_Aim of the exercise_
Pick out the lines below with "parsing" and list them.

_Available data_
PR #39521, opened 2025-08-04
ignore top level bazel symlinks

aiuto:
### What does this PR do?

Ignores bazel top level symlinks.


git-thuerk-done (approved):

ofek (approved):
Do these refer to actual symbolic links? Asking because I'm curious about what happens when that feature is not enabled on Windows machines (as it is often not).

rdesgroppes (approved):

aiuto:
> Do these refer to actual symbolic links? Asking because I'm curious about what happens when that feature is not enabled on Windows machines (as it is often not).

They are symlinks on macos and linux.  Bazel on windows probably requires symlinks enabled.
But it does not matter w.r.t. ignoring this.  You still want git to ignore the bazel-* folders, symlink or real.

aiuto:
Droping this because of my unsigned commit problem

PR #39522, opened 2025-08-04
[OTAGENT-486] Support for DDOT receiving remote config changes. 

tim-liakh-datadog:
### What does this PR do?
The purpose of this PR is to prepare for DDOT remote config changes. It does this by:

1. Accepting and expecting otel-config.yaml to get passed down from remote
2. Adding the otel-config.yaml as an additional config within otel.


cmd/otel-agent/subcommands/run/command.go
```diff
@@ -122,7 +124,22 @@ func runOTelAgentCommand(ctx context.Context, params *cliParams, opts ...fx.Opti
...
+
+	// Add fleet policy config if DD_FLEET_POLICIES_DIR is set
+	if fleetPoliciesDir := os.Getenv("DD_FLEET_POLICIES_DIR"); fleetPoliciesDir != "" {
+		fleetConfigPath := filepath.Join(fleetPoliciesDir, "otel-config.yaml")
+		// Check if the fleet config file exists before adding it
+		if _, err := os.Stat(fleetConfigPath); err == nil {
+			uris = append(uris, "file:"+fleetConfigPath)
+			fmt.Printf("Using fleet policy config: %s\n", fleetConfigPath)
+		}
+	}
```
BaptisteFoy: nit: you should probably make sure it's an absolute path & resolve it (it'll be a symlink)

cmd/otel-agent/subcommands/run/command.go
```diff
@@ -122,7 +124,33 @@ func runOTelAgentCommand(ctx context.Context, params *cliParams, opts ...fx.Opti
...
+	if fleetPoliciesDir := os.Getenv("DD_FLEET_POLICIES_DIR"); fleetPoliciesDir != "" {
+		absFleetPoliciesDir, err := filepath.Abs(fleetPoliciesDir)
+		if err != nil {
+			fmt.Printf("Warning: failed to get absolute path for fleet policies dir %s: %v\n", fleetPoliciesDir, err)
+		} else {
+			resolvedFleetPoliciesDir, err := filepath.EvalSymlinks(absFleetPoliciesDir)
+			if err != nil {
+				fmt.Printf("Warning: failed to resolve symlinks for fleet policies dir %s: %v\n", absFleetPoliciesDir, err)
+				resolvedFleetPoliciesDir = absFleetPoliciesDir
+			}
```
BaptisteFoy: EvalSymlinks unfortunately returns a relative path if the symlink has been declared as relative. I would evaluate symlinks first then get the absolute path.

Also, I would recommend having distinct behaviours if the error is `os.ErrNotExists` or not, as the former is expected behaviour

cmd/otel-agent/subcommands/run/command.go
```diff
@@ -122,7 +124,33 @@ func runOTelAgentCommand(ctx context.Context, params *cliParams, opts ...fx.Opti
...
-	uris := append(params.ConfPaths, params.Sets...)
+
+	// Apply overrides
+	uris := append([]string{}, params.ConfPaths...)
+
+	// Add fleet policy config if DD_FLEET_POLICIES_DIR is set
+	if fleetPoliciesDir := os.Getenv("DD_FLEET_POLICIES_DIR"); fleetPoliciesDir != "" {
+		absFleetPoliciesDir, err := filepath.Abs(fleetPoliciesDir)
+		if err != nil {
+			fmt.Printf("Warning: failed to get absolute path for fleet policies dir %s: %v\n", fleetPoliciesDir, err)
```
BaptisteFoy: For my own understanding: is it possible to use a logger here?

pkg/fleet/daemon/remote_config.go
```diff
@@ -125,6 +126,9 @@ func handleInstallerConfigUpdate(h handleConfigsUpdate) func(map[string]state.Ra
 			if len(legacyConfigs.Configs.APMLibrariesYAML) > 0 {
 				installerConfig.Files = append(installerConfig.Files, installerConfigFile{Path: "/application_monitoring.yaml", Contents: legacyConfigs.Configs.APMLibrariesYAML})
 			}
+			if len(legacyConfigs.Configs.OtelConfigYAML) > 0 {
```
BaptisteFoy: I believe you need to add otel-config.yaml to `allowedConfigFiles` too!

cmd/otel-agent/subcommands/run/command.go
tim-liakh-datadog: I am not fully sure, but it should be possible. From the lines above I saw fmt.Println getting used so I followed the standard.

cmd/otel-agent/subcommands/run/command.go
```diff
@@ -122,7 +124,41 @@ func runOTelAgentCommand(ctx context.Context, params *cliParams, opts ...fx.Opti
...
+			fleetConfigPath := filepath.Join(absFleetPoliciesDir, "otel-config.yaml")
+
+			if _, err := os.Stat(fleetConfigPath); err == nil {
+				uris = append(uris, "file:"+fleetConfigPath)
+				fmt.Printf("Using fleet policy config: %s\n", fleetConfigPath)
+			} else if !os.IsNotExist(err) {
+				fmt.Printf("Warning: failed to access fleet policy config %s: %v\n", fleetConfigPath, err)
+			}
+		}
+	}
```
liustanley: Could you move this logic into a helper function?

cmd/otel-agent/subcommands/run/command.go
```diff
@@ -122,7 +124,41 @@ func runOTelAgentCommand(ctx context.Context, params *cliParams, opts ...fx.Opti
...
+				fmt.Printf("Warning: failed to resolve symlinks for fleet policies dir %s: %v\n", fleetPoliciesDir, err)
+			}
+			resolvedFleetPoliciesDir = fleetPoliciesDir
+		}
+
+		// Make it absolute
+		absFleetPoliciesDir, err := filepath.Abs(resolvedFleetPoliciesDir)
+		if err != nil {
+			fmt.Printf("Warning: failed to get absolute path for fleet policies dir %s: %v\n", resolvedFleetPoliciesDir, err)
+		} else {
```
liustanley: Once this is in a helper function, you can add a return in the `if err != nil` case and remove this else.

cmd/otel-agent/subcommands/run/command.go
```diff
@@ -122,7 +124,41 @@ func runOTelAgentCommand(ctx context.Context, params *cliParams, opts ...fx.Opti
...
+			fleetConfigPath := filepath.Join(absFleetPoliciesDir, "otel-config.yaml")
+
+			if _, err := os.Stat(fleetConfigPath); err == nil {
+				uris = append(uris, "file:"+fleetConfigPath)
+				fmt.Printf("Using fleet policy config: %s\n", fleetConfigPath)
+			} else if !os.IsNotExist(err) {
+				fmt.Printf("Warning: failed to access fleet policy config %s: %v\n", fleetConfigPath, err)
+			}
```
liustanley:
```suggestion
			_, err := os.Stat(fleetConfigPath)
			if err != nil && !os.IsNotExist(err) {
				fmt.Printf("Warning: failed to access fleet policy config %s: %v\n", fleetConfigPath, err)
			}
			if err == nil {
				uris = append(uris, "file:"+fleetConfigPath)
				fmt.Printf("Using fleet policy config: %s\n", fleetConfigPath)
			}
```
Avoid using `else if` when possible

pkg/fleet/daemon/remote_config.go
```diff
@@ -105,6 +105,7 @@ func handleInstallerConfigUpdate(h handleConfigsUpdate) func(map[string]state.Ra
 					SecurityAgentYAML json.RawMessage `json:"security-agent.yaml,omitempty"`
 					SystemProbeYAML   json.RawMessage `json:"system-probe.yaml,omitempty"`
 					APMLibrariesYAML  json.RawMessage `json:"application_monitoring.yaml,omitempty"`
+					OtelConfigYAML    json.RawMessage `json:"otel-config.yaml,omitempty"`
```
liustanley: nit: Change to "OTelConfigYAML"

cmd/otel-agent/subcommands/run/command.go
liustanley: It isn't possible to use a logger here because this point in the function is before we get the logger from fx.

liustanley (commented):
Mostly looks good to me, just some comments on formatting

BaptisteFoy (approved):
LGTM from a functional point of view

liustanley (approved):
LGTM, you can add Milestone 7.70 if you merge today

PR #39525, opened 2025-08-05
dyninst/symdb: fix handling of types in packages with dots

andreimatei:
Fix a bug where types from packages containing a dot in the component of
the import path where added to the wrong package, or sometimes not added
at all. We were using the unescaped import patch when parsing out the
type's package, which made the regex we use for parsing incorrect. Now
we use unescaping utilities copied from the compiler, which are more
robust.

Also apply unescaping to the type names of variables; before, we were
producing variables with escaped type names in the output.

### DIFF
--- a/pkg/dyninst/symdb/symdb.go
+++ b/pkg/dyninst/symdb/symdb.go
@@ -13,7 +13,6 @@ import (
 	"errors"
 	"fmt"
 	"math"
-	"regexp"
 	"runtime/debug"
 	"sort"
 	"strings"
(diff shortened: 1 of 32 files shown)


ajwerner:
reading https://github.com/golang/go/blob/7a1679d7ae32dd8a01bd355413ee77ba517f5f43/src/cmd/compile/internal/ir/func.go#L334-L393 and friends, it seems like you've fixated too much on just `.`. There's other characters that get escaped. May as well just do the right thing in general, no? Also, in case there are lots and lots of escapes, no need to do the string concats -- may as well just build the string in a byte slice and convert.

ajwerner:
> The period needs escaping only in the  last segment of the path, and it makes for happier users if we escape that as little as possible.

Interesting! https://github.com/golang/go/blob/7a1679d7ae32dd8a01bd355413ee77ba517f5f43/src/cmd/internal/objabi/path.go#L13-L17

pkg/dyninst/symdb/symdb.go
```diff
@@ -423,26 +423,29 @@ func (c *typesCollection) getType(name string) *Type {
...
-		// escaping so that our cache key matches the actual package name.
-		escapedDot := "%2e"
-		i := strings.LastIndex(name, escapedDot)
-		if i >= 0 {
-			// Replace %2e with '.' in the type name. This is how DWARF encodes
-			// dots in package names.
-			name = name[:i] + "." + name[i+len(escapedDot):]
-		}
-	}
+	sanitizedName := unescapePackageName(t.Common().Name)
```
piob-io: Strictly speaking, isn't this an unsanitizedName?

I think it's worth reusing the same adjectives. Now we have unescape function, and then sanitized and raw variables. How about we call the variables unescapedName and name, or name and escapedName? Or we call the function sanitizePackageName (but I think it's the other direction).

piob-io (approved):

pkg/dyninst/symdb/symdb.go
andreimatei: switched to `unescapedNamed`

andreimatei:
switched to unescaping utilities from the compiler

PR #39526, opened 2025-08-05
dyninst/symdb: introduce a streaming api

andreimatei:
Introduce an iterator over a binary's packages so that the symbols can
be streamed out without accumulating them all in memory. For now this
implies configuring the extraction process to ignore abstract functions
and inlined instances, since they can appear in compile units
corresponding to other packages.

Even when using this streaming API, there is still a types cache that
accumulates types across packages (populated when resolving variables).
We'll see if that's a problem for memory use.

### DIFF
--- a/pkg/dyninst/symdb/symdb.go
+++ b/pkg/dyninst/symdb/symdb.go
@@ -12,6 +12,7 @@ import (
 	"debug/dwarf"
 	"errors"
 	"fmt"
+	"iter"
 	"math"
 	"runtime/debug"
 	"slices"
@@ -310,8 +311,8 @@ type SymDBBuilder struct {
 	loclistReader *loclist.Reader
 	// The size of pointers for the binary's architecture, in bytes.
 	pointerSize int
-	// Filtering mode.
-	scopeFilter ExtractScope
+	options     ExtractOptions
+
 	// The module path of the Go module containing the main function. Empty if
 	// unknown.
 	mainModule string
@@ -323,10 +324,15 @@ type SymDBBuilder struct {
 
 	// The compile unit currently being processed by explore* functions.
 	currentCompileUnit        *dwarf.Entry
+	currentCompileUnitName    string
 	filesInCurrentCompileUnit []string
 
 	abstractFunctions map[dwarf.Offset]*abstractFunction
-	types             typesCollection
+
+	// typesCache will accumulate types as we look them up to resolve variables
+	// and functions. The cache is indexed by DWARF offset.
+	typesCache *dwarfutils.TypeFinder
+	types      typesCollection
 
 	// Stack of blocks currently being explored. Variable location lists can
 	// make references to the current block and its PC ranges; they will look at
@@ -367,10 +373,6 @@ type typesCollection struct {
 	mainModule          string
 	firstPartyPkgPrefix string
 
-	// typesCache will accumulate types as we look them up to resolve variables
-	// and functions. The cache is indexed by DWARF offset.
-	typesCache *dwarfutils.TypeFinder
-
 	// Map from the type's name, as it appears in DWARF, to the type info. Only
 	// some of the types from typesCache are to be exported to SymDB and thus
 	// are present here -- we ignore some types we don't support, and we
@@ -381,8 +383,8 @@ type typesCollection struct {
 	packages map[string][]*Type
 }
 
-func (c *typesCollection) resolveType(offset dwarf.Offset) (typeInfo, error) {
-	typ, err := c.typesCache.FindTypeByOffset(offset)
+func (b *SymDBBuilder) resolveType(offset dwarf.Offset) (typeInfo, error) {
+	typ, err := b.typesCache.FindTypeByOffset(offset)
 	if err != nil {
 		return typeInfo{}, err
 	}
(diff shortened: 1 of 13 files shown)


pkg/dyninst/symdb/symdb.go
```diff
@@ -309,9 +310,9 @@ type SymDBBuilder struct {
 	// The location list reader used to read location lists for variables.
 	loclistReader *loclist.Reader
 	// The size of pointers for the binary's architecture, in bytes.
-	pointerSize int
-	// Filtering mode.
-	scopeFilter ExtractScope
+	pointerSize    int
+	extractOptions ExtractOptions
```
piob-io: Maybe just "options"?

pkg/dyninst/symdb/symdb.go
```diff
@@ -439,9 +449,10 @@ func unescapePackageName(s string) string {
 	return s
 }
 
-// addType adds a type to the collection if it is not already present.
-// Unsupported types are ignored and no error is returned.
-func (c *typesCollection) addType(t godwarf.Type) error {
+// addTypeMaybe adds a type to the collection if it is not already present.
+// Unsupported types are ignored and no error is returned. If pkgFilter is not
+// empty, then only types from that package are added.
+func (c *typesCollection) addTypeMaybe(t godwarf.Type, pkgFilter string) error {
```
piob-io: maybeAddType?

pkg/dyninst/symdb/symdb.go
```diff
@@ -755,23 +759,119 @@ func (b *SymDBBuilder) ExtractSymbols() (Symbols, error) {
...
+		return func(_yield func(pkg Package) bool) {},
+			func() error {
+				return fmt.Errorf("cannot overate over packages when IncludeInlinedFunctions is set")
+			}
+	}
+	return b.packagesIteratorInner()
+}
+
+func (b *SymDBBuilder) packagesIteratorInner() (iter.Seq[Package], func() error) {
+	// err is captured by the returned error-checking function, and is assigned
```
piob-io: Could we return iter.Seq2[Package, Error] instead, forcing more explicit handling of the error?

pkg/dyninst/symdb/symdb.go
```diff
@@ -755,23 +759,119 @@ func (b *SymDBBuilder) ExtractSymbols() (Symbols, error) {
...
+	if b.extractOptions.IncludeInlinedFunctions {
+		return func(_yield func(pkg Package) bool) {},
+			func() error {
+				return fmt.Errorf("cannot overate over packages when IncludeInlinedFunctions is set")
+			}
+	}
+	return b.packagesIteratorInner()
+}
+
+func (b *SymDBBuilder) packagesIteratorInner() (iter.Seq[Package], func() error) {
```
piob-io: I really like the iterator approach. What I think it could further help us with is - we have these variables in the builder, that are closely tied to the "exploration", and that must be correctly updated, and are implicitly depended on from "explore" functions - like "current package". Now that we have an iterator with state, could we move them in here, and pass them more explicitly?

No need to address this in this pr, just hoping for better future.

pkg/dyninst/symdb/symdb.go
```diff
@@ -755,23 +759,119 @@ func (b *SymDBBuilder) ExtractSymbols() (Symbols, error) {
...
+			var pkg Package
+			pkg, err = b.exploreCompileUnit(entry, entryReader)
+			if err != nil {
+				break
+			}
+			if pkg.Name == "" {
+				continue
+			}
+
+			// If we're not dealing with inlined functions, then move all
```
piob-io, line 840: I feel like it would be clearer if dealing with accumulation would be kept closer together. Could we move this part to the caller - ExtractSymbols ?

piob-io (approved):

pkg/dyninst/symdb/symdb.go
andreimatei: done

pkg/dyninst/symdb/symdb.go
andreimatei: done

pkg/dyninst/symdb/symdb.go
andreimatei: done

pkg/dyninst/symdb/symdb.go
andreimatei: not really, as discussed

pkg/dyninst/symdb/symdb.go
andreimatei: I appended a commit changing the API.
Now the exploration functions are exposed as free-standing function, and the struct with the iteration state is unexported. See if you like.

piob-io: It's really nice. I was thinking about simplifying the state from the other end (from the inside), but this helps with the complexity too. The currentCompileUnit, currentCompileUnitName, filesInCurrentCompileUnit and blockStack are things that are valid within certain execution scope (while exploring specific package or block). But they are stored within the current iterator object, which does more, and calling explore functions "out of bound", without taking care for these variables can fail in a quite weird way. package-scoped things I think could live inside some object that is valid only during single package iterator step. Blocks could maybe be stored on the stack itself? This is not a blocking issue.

_Task output_
at all. We were using the unescaped import patch when parsing out the
type's package, which made the regex we use for parsing incorrect. Now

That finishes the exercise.